Exercise data below:

PR #6481, opened 2023-12-03
Check if dates are equal in structural sharing

### LINKED ISSUE #6482: Structural sharing doesn't check if dates are equal
### Describe the bug

Noticed in the past couple months that structural sharing in useQuery doesn't check if two date objects are equal to each other.

For my own project, I've had to create a custom `structuralSharing` function that does this check, since the majority of my query results include date objects (NOTE: not date strings).

For context, I use `superjson` with trpc to transform my API responses, which includes transforming date strings to Date objects. My assumption is that not _that_ many people use trpc with superjson, but I also think this is a relatively simple thing to support, a problem that can occur outside of trpc and supersjson, and seems sensible to support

End of Exercise data.

What this task involves. Exactly the lines from the one containing "### LINKED ISSUE" through the end of the listing should be reproduced, both ends included and nothing more.

Exercise response.
### LINKED ISSUE #6482: Structural sharing doesn't check if dates are equal
### Describe the bug

Noticed in the past couple months that structural sharing in useQuery doesn't check if two date objects are equal to each other.

For my own project, I've had to create a custom `structuralSharing` function that does this check, since the majority of my query results include date objects (NOTE: not date strings).

For context, I use `superjson` with trpc to transform my API responses, which includes transforming date strings to Date objects. My assumption is that not _that_ many people use trpc with superjson, but I also think this is a relatively simple thing to support, a problem that can occur outside of trpc and supersjson, and seems sensible to support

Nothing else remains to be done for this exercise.